The Peak [Xeon E5] test environment uses servers with 40 HT cores across two Xeon E5 processors, and the results illustrate how well each framework scales to high parallelism on a single server node.

Of course, other variables are at play, such as significantly more HT processor cores--40 versus 8 for our i7 tests--and a different system architecture, NUMA.

Amazon EC2 M1.large is severely underperforming compared with other configurations, making one wonder if the price/performance ratio is still attractive for cloud computing instances.

-*) Most frameworks are based on Linux. No Windows framework was benchmarked on EC2 or I7. The best Windows framework (plain-windows) performed at 18.6% of the leader on E5. Also, Facebook’s HHVM does not appear on EC2. It is also likely that HHVM is tuned differently when it runs on Facebook’s hardware.

Some of the well known frameworks are severely underperforming on all hardware configurations used, such as Grails, Spring, Django and Rails.

The performance of the recently released Dart 1.3 has doubled and should be on par with Node.js’ but it does not show in the benchmark because this round used Dart 1.2. This may be applicable to other frameworks that have been improved lately and the improvements will show up in future benchmarks.

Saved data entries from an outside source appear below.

PR #64, opened 2018-10-26
ttl based memory store

s-urbaniak:
This PR:
1. simplifies the store.Store interface (as discussed)
2. adds ttl capabilities to the memory store
3. adapts the telemeter server deployment accordingly

Fixes MON-346


cmd/telemeter-server/main.go
```diff
@@ -100,7 +99,7 @@ func main() {
 	cmd.Flags().StringVar(&opt.TLSKeyPath, "tls-key", opt.TLSKeyPath, "Path to a private key to serve TLS for external traffic.")
 	cmd.Flags().StringVar(&opt.TLSCertificatePath, "tls-crt", opt.TLSCertificatePath, "Path to a certificate to serve TLS for external traffic.")
 
-	cmd.Flags().StringVar(&opt.StorageDir, "storage-dir", opt.StorageDir, "The directory to persist incoming metrics. If not specified metrics will only live in memory.")
+	cmd.Flags().StringVar(&opt.StorageDir, "storage-dir", opt.StorageDir, "DEPRECATED: The directory to persist incoming metrics. If not specified metrics will only live in memory.")
```
squat: I don't think we need to worry about breaking people. No one is using telemeter yet. This option has no utility in the code any more, so let's simply remove it.

pkg/cluster/cluster.go
```diff
@@ -290,7 +289,10 @@ func (c *DynamicCluster) handleMessage(data []byte) error {
 		if len(families) == 0 {
 			return nil
 		}
-		return c.store.WriteMetrics(c.ctx, header.PartitionKey, families)
+		return c.store.WriteMetrics(c.ctx, &store.PartitionedMetrics{
```
squat: these changes were nice :)

pkg/http/server/server_test.go
```diff
@@ -32,7 +32,10 @@ func family(name string, timestamps ...int64) *clientmodel.MetricFamily {
 func storeWithData(data map[string][]*clientmodel.MetricFamily) store.Store {
 	s := memstore.New()
 	for k, v := range data {
-		if err := s.WriteMetrics(context.TODO(), k, v); err != nil {
+		if err := s.WriteMetrics(context.TODO(), &store.PartitionedMetrics{
```
squat: nit, the `if err := ...; err != nil` pattern is nice for one-liners, but for multi-line statements becomes quite hard to read. I would suggest breaking this into multiple lines

pkg/store/diskstore/diskstore.go
```diff
@@ -34,8 +35,10 @@ func lastFile(files []os.FileInfo) os.FileInfo {
 	return nil
 }
 
-func (s *diskStore) ReadMetrics(ctx context.Context, minTimestampMs int64, fn func(partitionKey string, families []*clientmodel.MetricFamily) error) error {
-	return filepath.Walk(s.path, func(path string, info os.FileInfo, err error) error {
+func (s *diskStore) ReadMetrics(ctx context.Context, minTimestampMs int64) ([]*store.PartitionedMetrics, error) {
```
squat: Telemeter does not use this code the diskstore at all and has no entry-point to it, so I would suggest we simply remove this package entirely.

pkg/store/memstore/memstore.go
```diff
@@ -22,30 +28,84 @@ func New() *memoryStore {
...
+				s.cleanup(time.Now)
+			case <-ctx.Done():
+				ticker.Stop()
+				return
+			}
+		}
+	}()
+}
+
+func (s *memoryStore) cleanup(now func() time.Time) {
```
squat: why not simply pass a `time.Time`? Or better yet, eliminate the parameter all together? I think this implementation has two issues:
1. Likely to cause confusion because `now` is actually the time when the function is called in the for-loop, not when the `cleanup` func is called
2. It is cumbersome for calling cleanup with a time other than now, as we have to do something like
    ```go
    s.cleanup(func() time.Time {return time.Now().Add(-5*time.Minute)})
    ```
    Instead of something like
    ```go
    s.cleanup(time.Now().Add(-5*time.Minute))
    ```

Additionally, the semantics of this memory-store are clear: it is TTL-based. This has little meaning for TTLs relative to times other than now. In any case, the TTL could be a configurable parameter.

To simplify here, I propose eliminating the `now` parameter entirely.

pkg/store/memstore/memstore.go
```diff
@@ -2,17 +2,23 @@ package memstore
...
 	"context"
+	"math"
 	"sync"
+	"time"
 
+	"github.com/openshift/telemeter/pkg/store"
 	clientmodel "github.com/prometheus/client_model/go"
 )
 
+const ttl = 20 * time.Minute
```
squat: One this strikes me as funny, in the telemeter server, we hardcode the maximum sample age of a federated metric to be:
```go
// maxSampleAge is the maximum age of a sample that we can report via federation.
const maxSampleAge = 10 * time.Minute
```

This means, we never report any metrics older than 10 minutes, but with this TTL we will still hold on to metrics as old as 20 minutes. Why? Why do we want the ability to hold on to metrics that we will never report? Furthermore, the semantics of the opposite, that is, having a TTL that is shorter than the max age are likewise odd, e.g. we could have a TTL of 5 minutes and a max age of 10 minutes.

Why not use the max age as the TTL value for cleanups?

squat:
Looks good overall, @s-urbaniak! I have some comments and questions about semantics and implementation. Sorry they are so long. Please take a look :)

cmd/telemeter-server/main.go
s-urbaniak: sounds good :+1:

pkg/http/server/server_test.go
s-urbaniak: will do

pkg/store/diskstore/diskstore.go
s-urbaniak: deleted code is the best code :+1:

pkg/store/memstore/memstore.go
s-urbaniak: I use `now` only for testing only to pass a different "now" function, there is no other meaning.

The invoking function in non-tests is as simple as:
https://github.com/openshift/telemeter/blob/1dfcc6840e22399707cf64d60111426661a7efcf/pkg/store/memstore/memstore.go#L41.

But I am totally fine with passing `time.Time()` instead.

For testability I would still recommend injecting it so we don't have potential flakes in tests.

pkg/store/memstore/memstore.go
s-urbaniak: I was actually thinking the same. The only reason to keep it here was to have some additional margin for the data to live in the store in the case the consumer has to retry moving `maxSampleAge` further out in time. I am actually fine with merging it, wdyt?

pkg/store/memstore/memstore.go
squat: Ok, then let's do that. Let's make this accept a `time.Time` instead.

pkg/store/memstore/memstore.go
squat: Even if the consumer had to retry fetching metrics, if the time of the metric was greater than the max age, then it doesn't matter how long the TTL is, the metric will not be returned. If the metric timestamp is less than the max age then the metrics will be returned. So in this case there is still no benefit to having a TTL that is longer than the max age.

I think we should merge this for now to simplify; there are a lot of weird edge cases and unspecified behaviors currently depending on the relative values of these constants.

s-urbaniak:
@squat addressed comments, PTAL

pkg/store/memstore/memstore.go
s-urbaniak: agreed, merged :+1:

squat:
:tada:

PR #67, opened 2018-10-29
Adds build-deploy.sh script for CI integration

jmelis:
This script using single stage build and pushes to quay.io

### DIFF
--- a/build_deploy.sh
+++ b/build_deploy.sh
@@ -5,9 +5,9 @@ set -exv
 IMAGE_BUILD="telemeter-build"
 DOCKERFILE_BUILD="dockerfiles/Dockerfile.build"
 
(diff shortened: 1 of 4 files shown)


build_deploy.sh
```diff
@@ -0,0 +1,29 @@
+#!/bin/bash
+
+set -exv
+
+IMAGE_BUILD="telemeter-build"
+DOCKERFILE_BUILD="dockerfiles/Dockerfile.build"
+
+IMAGE_DEPLOY="quay.io/app-sre/app-interface"
```
squat: This variable is never used.

squat: Is the image name `app-interface` desired? or should it be `telemeter`?

Issue #1824, opened 2022-10-28
Disable autocompletion of proctor login username/password.


somiaj:
The proctor login username/password on the LoginProctor.pm page are not a standard username/password form that a browser should save into its password database or generate a secure password for since they are either meant to be used by a different user than the one currently logged into webwork, or a single generic password that is provided for all users to use.

This form should ideally not be auto filled with the credentials from the browsers saved logins for the webwork site, and it should not prompt to save the entered password or to generate a secure password. Since this is a fairly nonstandard use of a username/password, this doesn't seem to be something that browsers seem to fully support, so it might require some javascript for this.

This was discussed in #1821.

pstaabp:
This is fixed in #1821.

drgrice1:
Actually, it is not.  This issue was opened as a result of that pull request and the discussion therein.

drgrice1:
This is fixed in #1830!

PR #1830, opened 2022-11-18
Disable browser password autocompletion on the proctor login page.

drgrice1:
This just adds the attribute `autocomplete="new-password"` to the proctor user and password fields.  This is the recommended way to do this according to
https://developer.mozilla.org/en-US/docs/Web/Security/Securing_your_site/Turning_off_form_autocompletion#preventing_autofilling_with_autocompletenew-password.

However, this may not be supported by all browsers.  Safari is listed as support unknown.  So could a Safari user test this and let me know if it works?  If it doesn't, I have another way that should work for all browsers.

This is to address issue #1824 (also see the discussion in pull request #1821).

### DIFF
--- a/lib/WeBWorK/ContentGenerator/Login.pm
+++ b/lib/WeBWorK/ContentGenerator/Login.pm
@@ -261,7 +261,7 @@ sub body {
 			print CGI::end_div();
 		}
 
-		print CGI::submit({ type => "submit", value => $r->maketext("Continue"), class => 'btn btn-primary' });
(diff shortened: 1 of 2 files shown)


pstaabp (approved):
Checked in safari.  It doesn't autofill the password, but does give the option to fill a password from my keychain.

drgrice1:
Yeah, that is how it works on Firefox and Chrome also.  So it seems that it works the same for Safari.  That means this works for what we want.  The important thing is that it doesn't autofill the username and password so that the proctor needs to delete it to enter the proctor username and password.

drdrew42 (approved):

As it is with other performance benchmarks, the results are debatable since they depend on the hardware, network and system configurations. TechEmpower invites those interested in bumping up the results for their favorite framework to fork the code on GitHub.

The benchmark includes detailed explanations on how tests are conducted, the hardware configurations, and the components of each framework: the language, web server, OS, etc.